A child in Jharkhand, eastern India, breathes air that is heavily polluted by smoke spewing from underground coal-mine fires.Credit: Robb Kendrick/NGC

Poor air quality is one of the leading five health risks worldwide, along with high blood pressure, tobacco smoking, diabetes and being overweight1,2. In 2015, it contributed to nearly 8% of all deaths worldwide2. Long-term exposure to polluted air has been linked to respiratory infections, chronic obstructive pulmonary disease, stroke, heart attack and lung cancer. It is justifiably called ‘passive outdoor smoking’.

Air pollutants such as nitrogen oxides (NO and NO2, together called NOx), ozone (O3) and particulates must be controlled in cities and other polluted regions3,4. Fine particulate matter with a diameter of less than 2.5 micrometres (PM2.5) is the chief hazard because it is small enough to penetrate deep into human airways and lungs.
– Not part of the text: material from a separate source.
PR #2230, opened 2023-02-17
(feat/fix): Enable Partial Sink Update

gpazuch:
Add new component/screen for viewing and editing Sinks.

More than 90% of the world’s population — about 7 billion people — is exposed to outdoor pollution above the World Health Organization (WHO) guideline limit of 10 micrograms of PM2.5 per cubic metre averaged over a year4.

Around 4.5 million people die each year from the effects of outdoor air pollution1,2, a figure corroborated last month by the Lancet Commission on Pollution and Health. Half of these are in China and India, although Russia has a higher per-capita death rate: about 1.6 inhabitants per thousand each year, twice as many as in India5. On average, each person affected dies 28 years earlier than they would do if they had breathed clean air, amounting to some 120 million years of human life lost each year5 (see ‘Lost years’).

World map showing years of life lost annually owing to air pollution

Sources: WHO/Ref. 5

Air-quality regulations in most countries fall short of preventing disease and mortality, and annual standards for PM2.5 often exceed the WHO guideline limit. In the European Union, the current limit of 25 micrograms per cubic metre (µg m–3) will be reduced to less than 20 µg m–3 in 2020. Yet an estimated 274,000 deaths in the region are related to poor air quality. In Japan, the limit is 15 µg m–3 (79,000 related deaths) and in the United States, 12 µg m–3 (115,000 related deaths)5. The ‘safe threshold’, or minimum-risk exposure level, was lowered in May after epidemiological studies2 indicated that it should be dropped from 5.8–8.8 µg m–3 to 2.4–5.9 µg m–3. This is well below the WHO limit.

Although public-health specialists have uncovered connections between air pollution, disease and mortality, further information is needed to disentangle the causes and effects. For example, the toxicities of different types of particulates, individually and in mixtures, are poorly known. Too few atmospheric chemists work directly on health impacts.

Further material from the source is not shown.